Fue en su visita al hospital que el niño conoció a la chica enferma.
Al entrar, tuvo una ligera impresión de tristeza. Le pareció extraño.
Al fin de cuentas, el médico le mostró un gran armario con píldoras contra la
tos, pomada amarilla contra ampollas
y un polvo blanco contra la fiebre.
Le mostró la sala donde se podía mirar a través del cuerpo de una
persona como si fuera una ventana, para ver dónde se escondió la enfermedad.
Le mostró otra con espejos, donde se analizaban muchas cosas que amenazaban la
vida.
¡Qué extraño! pensaba el chico. Si aquí impiden que el mal vaya
adelante, todo debía parecer
alegre y feliz. ¿Por qué estoy sintiendo tanta tristeza?
El médico le explicó cómo insistía la enfermedad en entrar en el
cuerpo de las personas. Que había mil especies de enfermedades, que usaban
disfraces para que no pudieran ser reconocidas y cómo era difícil mantener la
salud.
Le explicó además, que era preciso estudiar mucho para desenmascarar y
desanimar la enfermedad, llevarla hacia fuera, atraer la salud y no dejarla huir.
Pero, cuando entró en la habitación de la enfermita, a él le pareció
muy hermosa, aunque un poco pálida.
Los cabellos se esparcían por la almohada.
Ella le dijo que no podía andar. Pero eso no tenía mucha importancia
porque no tenía ningún lugar para ir. Roberto le habló del jardín lleno de
flores que tenía en su casa. Pareció que ella se animaba un poco y contestó
que si tuviera un jardín, quizás sintiese ganas de curarse, para pasear entre
las flores.
Mientras
ella continuaba desfilando su tristeza, contando sobre las píldoras e
inyecciones que tenía que tomar todos los días y de los ejercicios que
necesitaba hacer, Roberto pensaba: para que esta niña se cure es preciso que
tenga el deseo vehemente de ver el día siguiente.
Si
ella tuviera una flor, con su manera toda especial de abrirse, de improvisar
sorpresas, tal vez quisiera curarse. Una flor que crece es una verdadera
adivinanza que vuelve a comenzar cada mañana.
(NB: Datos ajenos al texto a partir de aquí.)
PR #2450, opened 2025-03-05
Syncing leader must not propose.

shawn-zil:
The issue is difficult to reproduce. However, looking at the code, there are some parts that look suspicious i.e. the early proposal is assumed to be good, and gets proposed regardless of syncing state.

I feel that the basic principle should be, that an out-of-sync node should not make Proposals, and should only focus on active-sync. This PR handles the following cases:
1. If a node is out-of-sync; it prevents early proposal assembly.
2. If a node becomes out-of-sync, after early proposal assembly; it recovers the proposal.
3. If for some reason, an early proposal is out-of-sync when the early proposal is finished; it recovers the proposal.
4. If the node is back in-sync before time to finish the proposal, it will get the chance to produce a new proposal at the end.

In the cases (1)-(3), the result would be a timeout or missing proposal; which should be acceptable since the proposal would be a fork (possibly too far back to make a difference) as the node is out-of-sync. Case (4) results in the normal case.

This PR also moves InjectedProposal processing back to Requests, instead of Broadcasts.


zilliqa/src/consensus.rs
```diff
@@ -1254,8 +1259,17 @@ impl Consensus {
...
-            return Ok(());
+        if let Some((proposal, applied_txs, txns, rcpts)) = self.early_proposal.take() {
+            if proposal.view() == view {
+                // Do nothing if we are already in the correct view
+                self.early_proposal = Some((proposal, applied_txs, txns, rcpts));
+                return Ok(());
+            } else {
+                // view changed, recover from early proposal
+                for txn in applied_txs.into_iter().rev() {
+                    self.transaction_pool.insert_ready_transaction(txn)?;
```
86667, line 1270: The transactions have been added to the `transactions` table by this point, do we want to remove them from there also? I think elsewhere we add to the table only when a tx is included in an executed block

86667 (dismissed):

zilliqa/src/consensus.rs
shawn-zil: Since the transactions are `INSERT OR IGNORE INTO transactions...` I think it's ok for the txns to exist in the `transactions` table as it doesn't disrupt any subsequent insertion. Unless there's some reason not to? Does it disrupt Consensus somewhere down the line?

86667: > In fact, the transactions are inserted into the DB upon receiving a NewTransaction..

I may be missing the code but I dont think this is true.

Not one to fix now but something to consider: currently i believe we have txs in memory until they are executed as part of a valid block, at which point we add to `transactions` and `receipts` tables. I dont necessarily agree that this is the best way to do it but with these changes we have a situation in which txs may or may not be in the table before being included in a block.

We should either add all mempool txs to the table or only add those txs which are included in blocks which are a part of the current chain.

86667 (approved):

Un día ella entreabre un botón,
al otro nace una hoja más verde que una rana, otro día desarrolla un pétalo más.
Quizás
esta niña se olvide de la enfermedad, esperando día a día una nueva sorpresa.
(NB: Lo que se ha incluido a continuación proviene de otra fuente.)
PR #2454, opened 2025-03-06
fix: Incorrect value is transferred to zero account as the gas fee

saeed-zil:


JamesHinshelwood (changes requested):
LGTM, but this needs to be conditionalised on a fork.

zilliqa/src/cfg.rs
```diff
@@ -547,6 +548,10 @@ pub struct ForkDelta {
     /// exempt addresses.
     #[serde(default)]
     pub scilla_call_gas_exempt_addrs: Vec<Address>,
+
+    /// If true, the total gas fee for all transactions in a block will be transferred to the zero account.
+    /// Before this fork, we were incorrectly transferring the gas used by all transactions to the zero account.
```
JamesHinshelwood, line 553:
```suggestion
    /// If true, the total gas paid by all transactions in a block is transferred to the zero address. This keeps the total supply of the network constant. If false, we still transfer funds to the zero address, but with an incorrect gas price of 1 Wei per gas.
```

minor wording changes - take it or leave it :)

zilliqa/src/consensus.rs
```diff
@@ -111,6 +111,7 @@ type EarlyProposal = (
     Vec<VerifiedTransaction>,
     EthTrie<MemoryDB>,
     EthTrie<MemoryDB>,
+    u128, // Cumulative gas fee which will be sunk to ZERO account
```
JamesHinshelwood, line 114:
```suggestion
    u128, // Cumulative gas fee which will be sent to ZERO account
```
?

zilliqa/src/consensus.rs
```diff
@@ -319,6 +321,7 @@ impl Consensus {
 
         let mut consensus = Consensus {
             secret_key,
+            forks: config.consensus.get_forks()?,
```
JamesHinshelwood, line 324: Can we use `state.forks` instead of making an extra copy here?

zilliqa/src/consensus.rs
```diff
@@ -3111,11 +3137,18 @@ impl Consensus {
         )?;
 
         // ZIP-9: Sink gas to zero account
+        let fork = self.forks.get(block.header.number);
```
JamesHinshelwood, line 3140: Would be nice in future if we can de-duplicate this logic?

z2/resources/chain-specs/zq2-protomainnet.toml
```diff
@@ -30,10 +30,10 @@ consensus.gas_price = "4_761_904_800_000"
...
     { at_height = 5342400, failed_scilla_call_from_gas_exempt_caller_causes_revert = true, call_mode_1_sets_caller_to_parent_caller = true },
     { at_height = 7685881, scilla_json_preserve_order = true },
-    { at_height = 7966800, scilla_messages_can_call_evm_contracts = true, scilla_contract_creation_increments_account_balance = true },
+    { at_height = 7966800, scilla_messages_can_call_evm_contracts = true, scilla_contract_creation_increments_account_balance = true, transfer_gas_fee_to_zero_account = true },
```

Roberto afirmó que ella se curaría y deseó ardientemente eso.
Después fue a buscar flores, varias flores y las puso sobre la mesa,
cerca de la ventana, a los pies de la cama.
Trajo una espléndida rosa, que parecía ir lentamente abriendo sus pétalos
como se estuviera avergonzada o quizás quisiera guardar la sorpresa para otro día.
Entonces, la niña que solamente miraba al techo y contaba los agujeritos
de la madera, contempló las flores y se sonrió.
Aquella misma noche la tristeza salió por la ventana y la niña empezó
a mover las piernas.
¿Usted
sabía?
¿Que la medicina no puede casi nada contra un corazón muy triste?
¿Que para curarse de los males físicos es necesario tener ganas de
vivir?
Todo buen médico sabe eso. Y sabe también que para entablar la lucha
incesante contra la enfermedad y preservar la salud, es preciso ver en los
pacientes a sus hermanos.
En síntesis, es necesario amar mucho a las criaturas. Solamente así él
tiene condiciones de detectar las enfermedades y restablecer la salud de sus
pacientes.
(Variaciones
en torno del cap. 11 de la obra “El niño del dedo verde” de Maurice Druon.)